Se na sociedade do olho no olho as pessoas usam máscaras pra se adaptar aos ambientes, imagine onde nem precisam de máscaras. Sua vida na rede social dialoga com a vida real, estabeleça um limite. Pablo Villaça, melhor crítico de cinema no Brasil (mas ele é mesmo!), faz isso muito bem. Desde uns anos, deixou clara sua depressão no Twitter e isso ajudou muita gente. Ele tem que lidar com imbecis que falam merda, claro, mas bloqueia ou processa (parece simples, mas antes tem que ler, tem que ser forte) e conta pra todo mundo o que fez.

Sabe aquela parte do “peça ajuda”? Pois é assim, contar pra todo mundo. Ele presta um serviço e se ajuda. Contar é importante e contar em larga escala. Alguém, perto ou longe, vai te ouvir. A depressão vem chegando de mansinho, não espere um abraço apertado, ele demora.

Aliás, se espera que tudo aconteça rápido, isso é ansiedade, porta aberta pra novos problemas. Respire fundo, pense que tudo pode demorar um pouco mais e que a vida pode ser melhor se você aproveitar cada minuto. E esse texto tá com cara de autoajuda (mas espero que funcione).

Tem professor que não aguenta mais dar aula pra tela preta, pra aluno com pai junto, pra lista de gente mais que pra gente de verdade e tá fazendo tratamento. Terapia, remédio, curso de constelação familiar, vale tudo. Tá foda pra todo mundo. A saída vai chegar, vamos trabalhar por ela.

O negócio é ter projeto de vida, gente pra abraçar (mesmo que pelo WhatsApp) e saber que você pode sempre estender a mão pra alguém. E o ano inteiro, não apenas em setembro.

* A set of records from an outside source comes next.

PR #466, opened 2022-07-12
Fix PointEvalHandler when first point is missing + add some kwargs

kimauth:
The `PointEvalHandler` could not be constructed when the first point was not found.

Also adds keyword arguments for how many neigboring points to use and whether or not to print warnings for not found points. The former was a random hard-coded choice in the first place (so perhaps better allow the user to change it if necessary) and the latter is useful if many points are expected to not be found.

### DIFF
--- a/src/PointEval/PointEvalHandler.jl
+++ b/src/PointEval/PointEvalHandler.jl
@@ -40,17 +40,17 @@ function Base.show(io::IO, ::MIME"text/plain", ph::PointEvalHandler)
     end
 end
 
-function PointEvalHandler(grid::AbstractGrid, points::AbstractVector{Vec{dim,T}}) where {dim, T}
+function PointEvalHandler(grid::AbstractGrid, points::AbstractVector{Vec{dim,T}}; search_nneighbours=3, warn=true) where {dim, T}
     node_cell_dicts = _get_node_cell_map(grid)
-    cells, local_coords = _get_cellcoords(points, grid, node_cell_dicts)
+    cells, local_coords = _get_cellcoords(points, grid, node_cell_dicts, search_nneighbours, warn)
     return PointEvalHandler(grid, cells, local_coords)
 end
 
-function _get_cellcoords(points::AbstractVector{Vec{dim,T}}, grid::AbstractGrid, node_cell_dicts::Dict{C,Dict{Int, Vector{Int}}}) where {dim, T<:Real, C}
+function _get_cellcoords(points::AbstractVector{Vec{dim,T}}, grid::AbstractGrid, node_cell_dicts::Dict{C,Dict{Int, Vector{Int}}}, search_nneighbours, warn) where {dim, T<:Real, C}
 
     # set up tree structure for finding nearest nodes to points
     kdtree = KDTree(reinterpret(Vec{dim,T}, getnodes(grid)))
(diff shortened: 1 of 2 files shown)


src/PointEval/PointEvalHandler.jl
```diff
@@ -40,17 +45,17 @@ function Base.show(io::IO, ::MIME"text/plain", ph::PointEvalHandler)
...
-function PointEvalHandler(grid::AbstractGrid, points::AbstractVector{Vec{dim,T}}) where {dim, T}
+function PointEvalHandler(grid::AbstractGrid, points::AbstractVector{Vec{dim,T}}; search_nneighbors=3, warn=true) where {dim, T}
     node_cell_dicts = _get_node_cell_map(grid)
-    cells, local_coords = _get_cellcoords(points, grid, node_cell_dicts)
+    cells, local_coords = _get_cellcoords(points, grid, node_cell_dicts, search_nneighbors, warn)
     return PointEvalHandler(grid, cells, local_coords)
 end
 
-function _get_cellcoords(points::AbstractVector{Vec{dim,T}}, grid::AbstractGrid, node_cell_dicts::Dict{C,Dict{Int, Vector{Int}}}) where {dim, T<:Real, C}
+function _get_cellcoords(points::AbstractVector{Vec{dim,T}}, grid::AbstractGrid, node_cell_dicts::Dict{C,Dict{Int, Vector{Int}}}, serach_nneighbors, warn) where {dim, T<:Real, C}
```
fredrikekre, line 54:
```suggestion
function _get_cellcoords(points::AbstractVector{Vec{dim,T}}, grid::AbstractGrid, node_cell_dicts::Dict{C,Dict{Int, Vector{Int}}}, search_nneighbors, warn) where {dim, T<:Real, C}
```

src/PointEval/PointEvalHandler.jl
```diff
@@ -40,17 +45,17 @@ function Base.show(io::IO, ::MIME"text/plain", ph::PointEvalHandler)
...
 
     # set up tree structure for finding nearest nodes to points
     kdtree = KDTree(reinterpret(Vec{dim,T}, getnodes(grid)))
-    nearest_nodes, _ = knn(kdtree, points, 3, true) #TODO 3 is a random value, it shouldn't matter because likely the nearest node is the one we want
+    nearest_nodes, _ = knn(kdtree, points, serach_nneighbors, true)
```
fredrikekre, line 58:
```suggestion
    nearest_nodes, _ = knn(kdtree, points, search_nneighbors, true) 
```

src/PointEval/PointEvalHandler.jl
```diff
@@ -261,7 +266,7 @@ function _get_point_values!(
     # extract variables
     local_coords = ph.local_coords
     # preallocate some stuff specific to this cellset
-    pv = PointScalarValuesInternal(first(local_coords), ip)
+    pv = PointScalarValuesInternal(local_coords[findfirst(x->!isnothing(x), local_coords)], ip)
```
fredrikekre, line 269: Maybe just  return early if there is no found points?
```suggestion
    idx = findfirst(!isnothing, local_coords)
    idx === nothing && return out_vals
    pv = PointScalarValuesInternal(local_coords[idx], ip)
```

Se a situação apertar, ligue pro CVV (Centro de Valorização da Vida). 188. Grátis no Brasil todo.

E quando você, jornalista, tiver dúvidas sobre o que escrever, pode procurar algum profissional da saúde mental pra te ajudar. (Só publiquei este texto porque consultei a Daniele Rangel, psicóloga e coordenadora do curso de Psicologia da Faculdade Machado Sobrinho.)